I am in a situation where I have some time series data, potentially looking like this:
{
"t": [1, 2, 5, 6, 7],
"y": [1, 1, 1, 1, 1],
}
As you can see, the time stamp jumps from 2
to 5
. For my analysis, I would like to fill in zeros for the time stamps 3
, and 4
.
In reality, I might have multiple gaps with varying lengths. I'd like to fill this gap for all other columns.
I'd also really like to keep my data in a LazyFrame
since this is only one step in my pipeline. I don't think that .interpolate
is really addressing my issue, nor is fill_null
helpful here.
I managed to achieve what I want, but it looks too complex:
# Dummy, lazy data.
lf = pl.LazyFrame(
{
"t": [1, 2, 5, 6, 7],
"y": [1, 1, 1, 1, 1],
}
)
lf_filled = lf.join(
pl.Series(
name="t",
values=pl.int_range(
start=lf.select("t").first().collect().item(0, 0),
end=lf.select("t").last().collect().item(0, 0) + 1,
eager=True,
),
)
.to_frame()
.lazy(),
on="t",
how="right",
).fill_null(0)
The output is correct and I am never collect
ing any more data than the two values needed for start
and end
.
This looks like there should be a better way to do this. Happy to hear other suggestions :)

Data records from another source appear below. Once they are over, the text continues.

PR #11936, opened 2026-01-22
fix(redis): redis cache version detection

mguida22:
### Description of change

Fixes logic to determine if the provided redis client uses a promise or callback based API. This fix calls ping to check if the response returns a function (and therefore uses promises).

### Pull-Request Checklist

### DIFF
--- a/src/cache/RedisQueryResultCache.ts
+++ b/src/cache/RedisQueryResultCache.ts
@@ -87,6 +87,9 @@ export class RedisQueryResultCache implements QueryResultCache {
             if (typeof this.client.connect === "function") {
                 await this.client.connect()
             }
+
+            // Detect API style by checking if methods return Promises
+            this.detectPromiseBasedApi()
         } else if (this.clientType === "ioredis") {
             if (cacheOptions && cacheOptions.port) {
                 if (cacheOptions.options) {
@@ -124,9 +127,6 @@ export class RedisQueryResultCache implements QueryResultCache {
                 )
             }
         }
-
-        // Detect API style by checking if methods return Promises
-        this.detectPromiseBasedApi()
     }
 
     /**


mguida22:
This can use some real world testing. Please [install the version from this branch](https://github.com/typeorm/typeorm/pull/11936#issuecomment-3781760923) and report any feedback.

src/cache/RedisQueryResultCache.ts
```diff
@@ -300,32 +291,18 @@ export class RedisQueryResultCache implements QueryResultCache {
...
-        }
-        if (major <= 4) {
-            // Redis 3/4 uses callback-based API
-            this.redisMajorVersion = 3
-        } else {
-            // Redis 5+ uses Promise-based API
-            this.redisMajorVersion = 5
+    private detectPromiseBasedApi(): void {
+        if (this.clientType !== "redis") {
+            this.isPromiseBasedApi = false
```
alumni: I'm not sure this is correct. `ioredis` supports promises for example, so we could probably set it to `true`.

src/cache/RedisQueryResultCache.ts
```diff
@@ -300,32 +291,18 @@ export class RedisQueryResultCache implements QueryResultCache {
...
-     */
-    private isRedis5OrHigher(): boolean {
-        if (this.clientType !== "redis") return false
-        return (
-            this.redisMajorVersion !== undefined && this.redisMajorVersion >= 5
-        )
+        // Call ping() and check if it returns a Promise
+        // This works because v5+ returns Promises directly, while v4 with legacyMode uses callbacks
+        const result = this.client.ping()
+        this.isPromiseBasedApi = result && typeof result.then === "function"
```
alumni: We could also simplify to e.g. `!!result?.then`, but that's just a nit.

What I'm rather afraid of is that if `ping` will return a `Promise` which will later be rejected, it will end up as an unhandled exception. I'd maybe do `result.catch(noop)` just in case if result is a `Promise`.

_Later edit_: just noticed Qodo also spotted it :)

cyberemissary:
This change resolved the issue I reported #11846 
Thank you

src/cache/RedisQueryResultCache.ts
G0maa: I'll remove it, if both `redis` & `ioredis` support promises then we should depend on the `ping()` method just under this if condition.

src/cache/RedisQueryResultCache.ts
```diff
@@ -126,20 +124,21 @@ export class RedisQueryResultCache implements QueryResultCache {
                 )
             }
         }
+
+        // Detect API style by checking if methods return Promises
+        this.detectPromiseBasedApi()
```
G0maa: This was inside `if` of `redis`. I moved it outside, since promises are existent in both `redis` and `ioredis`. @alumni

src/cache/RedisQueryResultCache.ts
G0maa: nvm, I see that based on `isPromiseBasedApi` we call [different functions in different ways](https://github.com/mguida22/typeorm/blob/03988419951a559615478e1c71b5b92a57a81a24/src/cache/RedisQueryResultCache.ts#L161-L180). Which is different for redis and ioredis. I think generally we need better support for `ioredis` vs `redis` clients, not just detecting promise based APIs.

I returned the `detectPromiseBasedApi()` to inside the `if == redis`. At least this keeps the original behavior, but fixes promise detection for redis.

I think your approach is sensible, there's just no need for an intermediate collect:
lf.join(
lf.select(pl.int_range(pl.col.t.first(), pl.col.t.last()+1)),
on="t",
how="right"
)
.fill_null(0)
An alternate approach that might be a bit more efficient is to use an asof-join with no tolerance:
lf.select(pl.int_range(pl.col.t.first(), pl.col.t.last()+1))
.join_asof(lf, on="t", tolerance=0)
.fill_null(0)